The application creates one transmit endpoint per core, and one receive endpoint for the entire application. So at a minimum there are two endpoints per process -- one for transmit and one for receive.

wzamazon commented 2 years ago

I see.

Yes, you will need to call fi_cq_read on the receive endpoint. (in this case it is not receiving, but the target of write).

EFA does not support FI_PROGRESS_AUTO, the provider should have failed when you requested FI_PROGRESS_AUTO.

FWIW, if you want to get a CQ entry on the target of write, you can use the FI_REMOTE_CQ_DATA flag on the initiator of the write.

See: https://ofiwg.github.io/libfabric/v1.6.1/man/fi_cq.3.html

and search for FI_REMOTE_CQ_DATA.

jhh67 commented 2 years ago

What about the initiator of the write, does it also have to do fi_cq_read on the receive endpoint because the handshake must be received behind the scenes?

The fi_domain man page says All providers are required to support FI_PROGRESS_AUTO. Is that incorrect?
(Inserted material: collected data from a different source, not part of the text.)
PR #12679, opened 2026-07-01
[Cleanup] Use structured errors in TAS Flavorassigner

mszadkow:
#### What type of PR is this?
/kind cleanup

Refactoring that improves error handling patterns as suggested in [the comment](https://github.com/kubernetes-sigs/kueue/pull/12562/changes#r3498546475)

```release-note
NONE
```

## Summary by CodeRabbit

* **Bug Fixes**
  * Standardized TAS/flavor assignment failures to use consistent typed error values instead of ad-hoc string messages, improving identification and matching.
  * Added semantic error matching for cases like multiple TAS flavors being assigned, with order-insensitive flavor set comparison.
  * Improved clarity for missing TAS cache data, missing TAS flavor assignments, and unsupported elastic required/preferred topology.

* **Tests**
  * Updated assertions to compare errors using typed/sentinel errors rather than string comparisons, including the duplicated-flavor scenario.

### DIFF
--- a/pkg/scheduler/flavorassigner/errors.go
+++ b/pkg/scheduler/flavorassigner/errors.go
@@ -1,0 +1,57 @@
+/*
+Copyright The Kubernetes Authors.
+
+Licensed under the Apache License, Version 2.0 (the "License");
+you may not use this file except in compliance with the License.
+You may obtain a copy of the License at
+
+    http://www.apache.org/licenses/LICENSE-2.0
+
+Unless required by applicable law or agreed to in writing, software
+distributed under the License is distributed on an "AS IS" BASIS,
+WITHOUT WARRANTIES OR CONDITIONS OF ANY KIND, either express or implied.
+See the License for the specific language governing permissions and
+limitations under the License.
+*/
+
+package flavorassigner
+
+import (
+	"errors"
+	"fmt"
+	"strings"
+
+	kueue "sigs.k8s.io/kueue/apis/kueue/v1beta2"
+)
+
+// Sentinel errors for TAS request building, so callers/tests can identify the
+// failure with errors.Is instead of matching on the message text.
+var (
+	ErrElasticRequiredTopologyNotSupported  = errors.New("required topology is not supported with ElasticJobsViaWorkloadSlices")
+	ErrElasticPreferredTopologyNotSupported = errors.New("preferred topology is not supported with ElasticJobsViaWorkloadSlices")
+	ErrNoTASCacheInformation                = errors.New("workload requires Topology, but there is no TAS cache information")
+	ErrNoTASFlavorAssigned                  = errors.New("no TAS flavor assigned")
+)
+
+// MultipleTASFlavorsAssignedError indicates that a PodSet ended up with more
+// than one TAS flavor assigned across its resources, which TAS cannot handle.
+// The offending flavors are kept as a field rather than only in the message so
+// callers can inspect them without parsing the error text.
+type MultipleTASFlavorsAssignedError struct {
+	Flavors []kueue.ResourceFlavorReference
+}
+
+func (e *MultipleTASFlavorsAssignedError) Error() string {
+	names := make([]string, len(e.Flavors))
+	for i, f := range e.Flavors {
+		names[i] = string(f)
+	}
+	return fmt.Sprintf("more than one TAS flavor assigned: %s", strings.Join(names, ", "))
+}
+
+// Is reports whether target is any MultipleTASFlavorsAssignedError (regardless of Flavors).
+// Callers must compare Flavors separately if exact error matching is required.
+func (e *MultipleTASFlavorsAssignedError) Is(target error) bool {
+	_, ok := target.(*MultipleTASFlavorsAssignedError)
+	return ok
+}
--- a/pkg/scheduler/flavorassigner/errors.go
+++ b/pkg/scheduler/flavorassigner/errors.go
@@ -19,6 +19,7 @@ package flavorassigner
 import (
 	"errors"
 	"fmt"
+	"slices"
 	"strings"
 
 	kueue "sigs.k8s.io/kueue/apis/kueue/v1beta2"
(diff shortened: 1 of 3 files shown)


mimowo:
/test pull-kueue-test-unit-shard-0-main
/test pull-kueue-test-unit-shard-1-main
fixed now

pkg/scheduler/flavorassigner/errors.go
```diff
@@ -0,0 +1,57 @@
...
+	}
+	return fmt.Sprintf("more than one TAS flavor assigned: %s", strings.Join(names, ", "))
+}
+
+// Is reports whether target is any MultipleTASFlavorsAssignedError (regardless of Flavors).
+// Callers must compare Flavors separately if exact error matching is required.
+func (e *MultipleTASFlavorsAssignedError) Is(target error) bool {
+	_, ok := target.(*MultipleTASFlavorsAssignedError)
+	return ok
+}
```
vladikkuzn, line 70: Why not use errors.As/AsType instead?

mszadkow: Right, this might be handled by errors.As too

pkg/scheduler/flavorassigner/errors.go
```diff
@@ -0,0 +1,57 @@
...
+
+func (e *MultipleTASFlavorsAssignedError) Error() string {
+	names := make([]string, len(e.Flavors))
+	for i, f := range e.Flavors {
+		names[i] = string(f)
+	}
+	return fmt.Sprintf("more than one TAS flavor assigned: %s", strings.Join(names, ", "))
+}
+
+// Is reports whether target is any MultipleTASFlavorsAssignedError (regardless of Flavors).
```
dkaluza: Why regardless of Flavors?
This is quite unexpected, default behavior is equality comparison AFAIK.

IMO we should definitely check the flavors matching here, otherwise we might miss incorrect behavior in tests.

pkg/scheduler/flavorassigner/flavorassigner_test.go
```diff
@@ -4352,12 +4352,16 @@ func TestWorkloadsTopologyRequests_ErrorBranches(t *testing.T) {
...
 			}
-			if tc.wantErr != "" && errMsg != tc.wantErr {
-				t.Errorf("Error mismatch (-want +got):\n%s", cmp.Diff(tc.wantErr, errMsg))
+			// For MultipleTASFlavorsAssignedError, also verify Flavors match
+			if wantMFE, ok := tc.wantErr.(*MultipleTASFlavorsAssignedError); ok {
+				if actualMFE, ok := tc.assignment.PodSets[0].Status.err.(*MultipleTASFlavorsAssignedError); ok {
+					if diff := cmp.Diff(wantMFE.Flavors, actualMFE.Flavors); diff != "" {
+						t.Errorf("Flavors mismatch (-want +got):\n%s", diff)
+					}
+				}
```
dkaluza: Why don't we just incloude this in Error Is?

pkg/scheduler/flavorassigner/flavorassigner_test.go
```diff
@@ -4590,14 +4594,20 @@ func TestWorkloadsTopologyRequests_ElasticJobsValidation(t *testing.T) {
...
 				}
-				if tc.assignment.PodSets[0].Status.err == nil {
-					t.Errorf("expected error %q, got nil", tc.wantErr)
-				} else if diff := cmp.Diff(tc.wantErr, tc.assignment.PodSets[0].Status.err.Error()); diff != "" {
-					t.Errorf("Error mismatch (-want +got):\n%s", diff)
+				if !errors.Is(tc.assignment.PodSets[0].Status.err, tc.wantErr) {
+					t.Errorf("got error %v, want error %v", tc.assignment.PodSets[0].Status.err, tc.wantErr)
+				}
+				// For MultipleTASFlavorsAssignedError, also verify Flavors match
+				if wantMFE, ok := tc.wantErr.(*MultipleTASFlavorsAssignedError); ok {
```
dkaluza: Consider just including flavors in error is

mszadkow: I went for errors.As

mszadkow:
@vladikkuzn @dkaluza ptal

pkg/scheduler/flavorassigner/flavorassigner_test.go
```diff
@@ -46,18 +47,30 @@ import (
...
 
+// errEqual reports whether a and b represent the same error.
+// MultipleTASFlavorsAssignedError is unwrapped with errors.As and compared by its Flavors field;
+// every other error is compared with errors.Is, which covers sentinel errors declared with errors.New.
+func errEqual(a, b error) bool {
+	if a == nil || b == nil {
+		return a == nil && b == nil
+	}
+	var am, bm *MultipleTASFlavorsAssignedError
+	aIsMulti, bIsMulti := errors.As(a, &am), errors.As(b, &bm)
```
dkaluza: nit: from https://pkg.go.dev/errors#As
> For most uses, prefer [AsType](https://pkg.go.dev/errors#AsType). As is equivalent to [AsType](https://pkg.go.dev/errors#AsType) but sets its target argument rather than returning the matching error and doesn't require its target argument to implement error.

I would generally still go with `Is` implementation based on the flavors inside, in this way you do not have to implement custom "errEqual" - AFAIK this is exactly the purpose of the `Is` method and why it is supposed to be overriden in structs.  Also this would better extend to future usage. E.g. if sb needs to check that  `MultipleTASFlavorsAssignedError` are equal in other file... `Is` overriding gives us a consistent solution across different types of errors.

dkaluza (approved):
IMO proper implementation of `Is` would be more elegant & easier to maintain, but generally looks fine.

dkaluza (approved):

pkg/scheduler/flavorassigner/flavorassigner_test.go
mszadkow: done

mszadkow:
@ivnovakov ptal

dkaluza:
/lgtm
@mimowo this cleanup looks ready to me, can you take a look when you have a moment?

mimowo:
/approve
Thank you folks

mimowo:
/test pull-kueue-populator-test-e2e-main

looks like infra failure , the test just interrupted :/ This never happened in the past, I suppose some issue with the new machines or the autoscaling of the pool (we have new faster machines after 1st July, but maybe the autoscaler configuration needs improving
@coderabbitai please open the flake issue, ofc remember to add the flake label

When I specified FI_PROGRESS_AUTO I didn't get an error and the provider info returned by fi_getinfo had FI_PROGESS_AUTO set.

wzamazon commented 2 years ago

What about the initiator of the write, does it also have to do fi_cq_read on the receive endpoint because the handshake must be received behind the scenes?

The initiator of the write only call fi_cq_read on the endpoint that issued the write (not the receiving endpoint in).

Specifically, the application called fi_write with an ep, and application has a CQ bind to that ep, and application need to call fi_cq_read on that CQ (bind to the ep called fi_write).

For your application, looks like it opened 2 endpoints. One endpoint is used to issue write, the application need to call fi_cq_read on the CQ that is bind to that endpoint.

jhh67 commented 2 years ago

I've determined through experimentation that it is necessary to progress a receive endpoint in order for handshakes to be received. To recap, a process calls fi_write on a transmit-only endpoint, which triggers a handshake request to the remote endpoint. If the process does not progress a receive endpoint by calling fi_cq_read on it, the handshake is never received from the remote endpoint and the fi_write returns FI_EAGAIN indefinitely. The fi_efa documentation should be updated to reflect this requirement.

wzamazon commented 2 years ago

The fi_efa documentation should be updated to reflect this requirement.

Thank you! We will update our document accordingly.

Also, regarding your earlier comments

The fi_domain man page says All providers are required to support FI_PROGRESS_AUTO. Is that incorrect? When I specified FI_PROGRESS_AUTO I didn't get an error and the provider info returned by fi_getinfo had FI_PROGESS_AUTO set.

The community discussed about this, and we agreed that it is too high a burden to require a provider to implement FI_PROGRESS_AUTO, therefore that line you were referring to has been removed from libfabric document.

bradcray commented 2 years ago

Thanks for the update @wzamazon. If I'm following correctly, I was curious about this:

When I specified FI_PROGRESS_AUTO I didn't get an error and the provider info returned by fi_getinfo had FI_PROGESS_AUTO set.

Specifically: Do you see this in your runs as well, and if so, is it a bug?

wzamazon commented 2 years ago

When I specified FI_PROGRESS_AUTO I didn't get an error and the provider info returned by fi_getinfo had FI_PROGESS_AUTO set.

I have not tested this, but I believe you, and this is a bug. We will look into it.

wzamazon commented 2 years ago

@jhh67

We will proceed with necessary document change.

Unfortunately, there are some existing customers of EFA is asking for FI_PROGRESS_AUTO (wrongly). Change the code such that drop support of FI_PROGRESS_AUTO will break them. So at this moment we cannot make such change to our code. Long term, we will look into implementing true support of FI_PROGRESS_AUTO.

Is this issue blocking you from making your application working?

jhh67 commented 2 years ago

It's not blocking me, we are not using FI_PROGRESS_AUTO. I tried it while debugging my problem with lack of progress.

github-actions[bot] commented 1 year ago

This issue is stale because it has been open 360 days with no activity. Remove stale label or comment, otherwise it will be closed in 7 days.